Please retype the records below exactly, from the first line down to and including the line with "(a window the".

Records for the task
━━━━
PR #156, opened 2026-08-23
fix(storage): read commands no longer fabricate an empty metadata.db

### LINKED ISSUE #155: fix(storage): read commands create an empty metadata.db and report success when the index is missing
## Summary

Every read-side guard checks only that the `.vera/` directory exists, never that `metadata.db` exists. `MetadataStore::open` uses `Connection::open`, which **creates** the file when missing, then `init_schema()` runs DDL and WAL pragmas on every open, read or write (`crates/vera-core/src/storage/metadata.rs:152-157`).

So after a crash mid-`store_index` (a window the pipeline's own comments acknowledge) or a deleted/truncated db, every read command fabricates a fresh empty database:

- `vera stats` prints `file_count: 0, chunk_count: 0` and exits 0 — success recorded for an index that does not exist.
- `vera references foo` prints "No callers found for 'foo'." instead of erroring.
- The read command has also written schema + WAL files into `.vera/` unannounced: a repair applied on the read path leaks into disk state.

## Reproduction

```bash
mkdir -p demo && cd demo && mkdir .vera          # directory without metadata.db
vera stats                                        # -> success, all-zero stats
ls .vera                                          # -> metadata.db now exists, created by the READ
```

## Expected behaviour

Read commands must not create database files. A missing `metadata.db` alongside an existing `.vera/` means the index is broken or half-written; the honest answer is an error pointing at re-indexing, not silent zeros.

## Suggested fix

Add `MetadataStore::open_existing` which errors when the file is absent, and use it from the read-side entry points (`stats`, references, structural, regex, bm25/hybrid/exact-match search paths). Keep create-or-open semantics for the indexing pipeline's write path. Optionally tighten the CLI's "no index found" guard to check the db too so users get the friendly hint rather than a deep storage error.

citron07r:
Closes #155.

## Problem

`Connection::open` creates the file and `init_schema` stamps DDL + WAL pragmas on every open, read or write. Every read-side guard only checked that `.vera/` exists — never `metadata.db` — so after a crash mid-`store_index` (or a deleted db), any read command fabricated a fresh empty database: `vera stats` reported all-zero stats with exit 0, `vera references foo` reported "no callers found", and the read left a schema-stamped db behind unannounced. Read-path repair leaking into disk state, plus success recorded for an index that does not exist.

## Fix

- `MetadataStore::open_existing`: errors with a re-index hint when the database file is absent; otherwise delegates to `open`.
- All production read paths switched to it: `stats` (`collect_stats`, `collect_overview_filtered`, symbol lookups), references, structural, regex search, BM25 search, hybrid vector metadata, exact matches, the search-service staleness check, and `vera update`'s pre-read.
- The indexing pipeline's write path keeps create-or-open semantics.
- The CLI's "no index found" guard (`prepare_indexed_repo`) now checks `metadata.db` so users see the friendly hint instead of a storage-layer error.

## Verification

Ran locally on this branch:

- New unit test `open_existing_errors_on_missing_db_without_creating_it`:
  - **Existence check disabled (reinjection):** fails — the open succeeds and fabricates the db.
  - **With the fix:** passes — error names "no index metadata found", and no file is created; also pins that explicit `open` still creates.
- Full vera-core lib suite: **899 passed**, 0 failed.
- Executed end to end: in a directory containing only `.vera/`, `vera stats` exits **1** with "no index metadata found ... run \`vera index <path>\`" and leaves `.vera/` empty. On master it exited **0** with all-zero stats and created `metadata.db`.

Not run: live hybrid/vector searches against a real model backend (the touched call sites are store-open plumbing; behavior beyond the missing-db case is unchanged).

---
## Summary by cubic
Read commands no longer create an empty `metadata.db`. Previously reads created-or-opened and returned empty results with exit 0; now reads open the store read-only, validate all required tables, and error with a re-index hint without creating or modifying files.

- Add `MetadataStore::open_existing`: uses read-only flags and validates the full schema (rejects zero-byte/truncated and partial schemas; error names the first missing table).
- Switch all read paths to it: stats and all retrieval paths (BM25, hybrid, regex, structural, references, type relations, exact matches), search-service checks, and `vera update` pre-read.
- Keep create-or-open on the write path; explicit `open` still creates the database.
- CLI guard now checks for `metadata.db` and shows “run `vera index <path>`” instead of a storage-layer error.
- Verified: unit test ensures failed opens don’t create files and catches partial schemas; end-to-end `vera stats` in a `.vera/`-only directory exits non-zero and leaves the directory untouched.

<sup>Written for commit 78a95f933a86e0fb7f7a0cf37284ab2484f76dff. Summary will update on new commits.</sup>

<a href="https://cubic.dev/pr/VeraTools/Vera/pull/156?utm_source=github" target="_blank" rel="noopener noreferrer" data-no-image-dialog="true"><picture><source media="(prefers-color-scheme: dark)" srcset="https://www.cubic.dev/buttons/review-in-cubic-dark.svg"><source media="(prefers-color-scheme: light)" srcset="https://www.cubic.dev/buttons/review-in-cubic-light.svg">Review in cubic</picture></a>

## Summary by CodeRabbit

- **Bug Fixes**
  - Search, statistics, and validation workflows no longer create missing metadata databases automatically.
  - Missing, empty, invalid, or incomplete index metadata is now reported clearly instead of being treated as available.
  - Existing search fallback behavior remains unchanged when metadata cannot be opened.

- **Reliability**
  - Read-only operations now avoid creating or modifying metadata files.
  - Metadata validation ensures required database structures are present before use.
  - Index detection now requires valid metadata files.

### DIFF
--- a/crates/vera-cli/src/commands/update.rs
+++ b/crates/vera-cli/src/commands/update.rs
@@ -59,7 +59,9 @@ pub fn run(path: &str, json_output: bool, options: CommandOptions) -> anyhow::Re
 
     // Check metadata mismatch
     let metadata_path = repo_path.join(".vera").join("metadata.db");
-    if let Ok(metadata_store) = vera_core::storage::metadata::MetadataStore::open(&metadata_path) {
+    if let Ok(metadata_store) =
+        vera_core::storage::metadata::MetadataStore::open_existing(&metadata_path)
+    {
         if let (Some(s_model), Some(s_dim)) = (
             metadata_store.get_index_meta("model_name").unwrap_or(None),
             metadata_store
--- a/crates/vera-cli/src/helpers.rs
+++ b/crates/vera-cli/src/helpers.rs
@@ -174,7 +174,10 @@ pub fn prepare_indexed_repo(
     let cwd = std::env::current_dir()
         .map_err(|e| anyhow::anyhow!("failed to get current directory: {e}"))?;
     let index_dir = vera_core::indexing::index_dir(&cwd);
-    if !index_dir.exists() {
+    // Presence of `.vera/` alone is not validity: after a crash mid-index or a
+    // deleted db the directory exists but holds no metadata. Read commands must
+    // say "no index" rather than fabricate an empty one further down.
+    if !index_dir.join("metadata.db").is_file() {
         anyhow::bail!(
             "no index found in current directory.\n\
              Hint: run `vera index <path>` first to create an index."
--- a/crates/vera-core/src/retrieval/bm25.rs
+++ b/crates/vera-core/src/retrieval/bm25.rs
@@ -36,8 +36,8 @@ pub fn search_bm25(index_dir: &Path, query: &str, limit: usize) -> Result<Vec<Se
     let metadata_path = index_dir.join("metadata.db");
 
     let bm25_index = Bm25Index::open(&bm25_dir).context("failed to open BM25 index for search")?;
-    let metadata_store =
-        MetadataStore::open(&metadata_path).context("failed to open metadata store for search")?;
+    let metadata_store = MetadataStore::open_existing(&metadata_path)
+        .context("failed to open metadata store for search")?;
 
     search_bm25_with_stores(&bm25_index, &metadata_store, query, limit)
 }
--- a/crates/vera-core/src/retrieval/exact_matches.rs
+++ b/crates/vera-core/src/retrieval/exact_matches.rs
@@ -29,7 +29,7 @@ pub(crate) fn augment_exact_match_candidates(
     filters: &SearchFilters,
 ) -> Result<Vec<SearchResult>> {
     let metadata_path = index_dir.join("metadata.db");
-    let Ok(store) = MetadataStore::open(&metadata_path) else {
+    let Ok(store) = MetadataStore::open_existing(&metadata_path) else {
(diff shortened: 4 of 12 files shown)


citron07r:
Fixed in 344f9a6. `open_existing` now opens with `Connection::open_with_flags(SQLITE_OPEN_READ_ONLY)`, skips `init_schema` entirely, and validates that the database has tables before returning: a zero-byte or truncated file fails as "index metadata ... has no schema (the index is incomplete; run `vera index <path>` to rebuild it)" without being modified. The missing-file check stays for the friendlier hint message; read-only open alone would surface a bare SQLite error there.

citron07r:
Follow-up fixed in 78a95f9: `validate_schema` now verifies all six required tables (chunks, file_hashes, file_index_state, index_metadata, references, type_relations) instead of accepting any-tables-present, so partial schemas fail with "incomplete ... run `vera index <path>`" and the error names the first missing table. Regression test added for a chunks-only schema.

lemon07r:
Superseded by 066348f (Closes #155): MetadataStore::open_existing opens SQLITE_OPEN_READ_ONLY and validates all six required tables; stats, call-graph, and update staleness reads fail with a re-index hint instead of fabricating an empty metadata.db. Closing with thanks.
━━━━
Finished task
PR #156, opened 2026-08-23
fix(storage): read commands no longer fabricate an empty metadata.db

### LINKED ISSUE #155: fix(storage): read commands create an empty metadata.db and report success when the index is missing
## Summary

Every read-side guard checks only that the `.vera/` directory exists, never that `metadata.db` exists. `MetadataStore::open` uses `Connection::open`, which **creates** the file when missing, then `init_schema()` runs DDL and WAL pragmas on every open, read or write (`crates/vera-core/src/storage/metadata.rs:152-157`).

So after a crash mid-`store_index` (a window the pipeline's own comments acknowledge) or a deleted/truncated db, every read command fabricates a fresh empty database:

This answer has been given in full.